Work to be completed — Match on the string "bool" in the entries below and return every matching line.

(Saved entries)
*****
PR #681, opened 2022-03-10
Use range based for-loop where applicable

feliwir:
- [x] add `.clang-tidy` file
- [x] Use range-based loops when we can:
  - Remove a magic number
  - Improve readability

### DIFF
--- a/src/game/common/modules/modulefactory.cpp
+++ b/src/game/common/modules/modulefactory.cpp
@@ -48,10 +48,10 @@ void ModuleFactory::Init()
  */
 void ModuleFactory::CRC_Snapshot(Xfer *xfer)
 {
-    for (auto it = m_moduleDataList.begin(); it != m_moduleDataList.end(); ++it) {
+    for (auto &it : m_moduleDataList) {
         // TODO Snapshot methods are not const, so need to cast here.
         // Really the ModuleData vector should be none const I guess, but symbols suggest it was const.
-        const_cast<ModuleData *>(*it)->CRC_Snapshot(xfer);
+        const_cast<ModuleData *>(it)->CRC_Snapshot(xfer);
     }
 }
 
@@ -62,9 +62,9 @@ void ModuleFactory::CRC_Snapshot(Xfer *xfer)
  */
 void ModuleFactory::Xfer_Snapshot(Xfer *xfer)
 {
-    for (auto it = m_moduleDataList.begin(); it != m_moduleDataList.end(); ++it) {
+    for (auto &it : m_moduleDataList) {
         // TODO Snapshot methods are not const, so need to cast here.
-        const_cast<ModuleData *>(*it)->Xfer_Snapshot(xfer);
+        const_cast<ModuleData *>(it)->Xfer_Snapshot(xfer);
     }
 }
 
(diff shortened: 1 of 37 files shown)


feliwir:
Can't do this with STLPort - wait for standalone

duncanspumpkin:
Should work after a rebase now.

src/game/common/modules/modulefactory.cpp
```diff
@@ -48,10 +48,10 @@ void ModuleFactory::Init()
  */
 void ModuleFactory::CRC_Snapshot(Xfer *xfer)
 {
-    for (auto it = m_moduleDataList.begin(); it != m_moduleDataList.end(); ++it) {
+    for (auto &it : m_moduleDataList) {
```
xezon, line 51: Should this maybe have a better name than `it` ? For example `moduleData` ?

xezon, line 51: Should this maybe have a better name than `it` ? For example `moduleData` ?

src/game/common/modules/modulefactory.cpp
```diff
@@ -62,9 +62,9 @@ void ModuleFactory::CRC_Snapshot(Xfer *xfer)
  */
 void ModuleFactory::Xfer_Snapshot(Xfer *xfer)
 {
-    for (auto it = m_moduleDataList.begin(); it != m_moduleDataList.end(); ++it) {
+    for (auto &it : m_moduleDataList) {
```
xezon, line 65: Should this maybe have a better name than `it` ? For example `moduleData` ?

xezon, line 65: Should this maybe have a better name than `it` ? For example `moduleData` ?

src/game/common/rts/productionprerequisite.cpp
```diff
@@ -149,8 +149,8 @@ Utf16String ProductionPrerequisite::Get_Requires_List(const Player *player) cons
 
         bool has_sciences = true;
 
-        for (size_t i = 0; i < m_prereqScience.size(); i++) {
-            if (!player->Has_Science(m_prereqScience[i])) {
+        for (auto reqScience : m_prereqScience) {
```
xezon, line 152: Maybe just call it `science`

xezon, line 152: Maybe just call it `science`

src/game/common/userpreferences.cpp
```diff
@@ -61,8 +61,8 @@ bool UserPreferences::Write()
     FILE *fp = fopen(m_filename.Str(), "w");
 
     if (fp != nullptr) {
-        for (auto it = begin(); it != end(); ++it) {
-            fprintf(fp, "%s = %s\n", it->first.Str(), it->second.Str());
+        for (auto &it : *this) {
```
xezon, line 64: What is `it` ? Can this have a better name? If not please don't use `auto` type. It is very difficult to read from review what is going on here.

xezon, line 64: What is `it` ? Can this have a better name? If not please don't use `auto` type. It is very difficult to read from review what is going on here.

feliwir:
I'll revisit this at a later stage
*****
Output of the task —
         bool has_sciences = true;
@@ -61,8 +61,8 @@ bool UserPreferences::Write()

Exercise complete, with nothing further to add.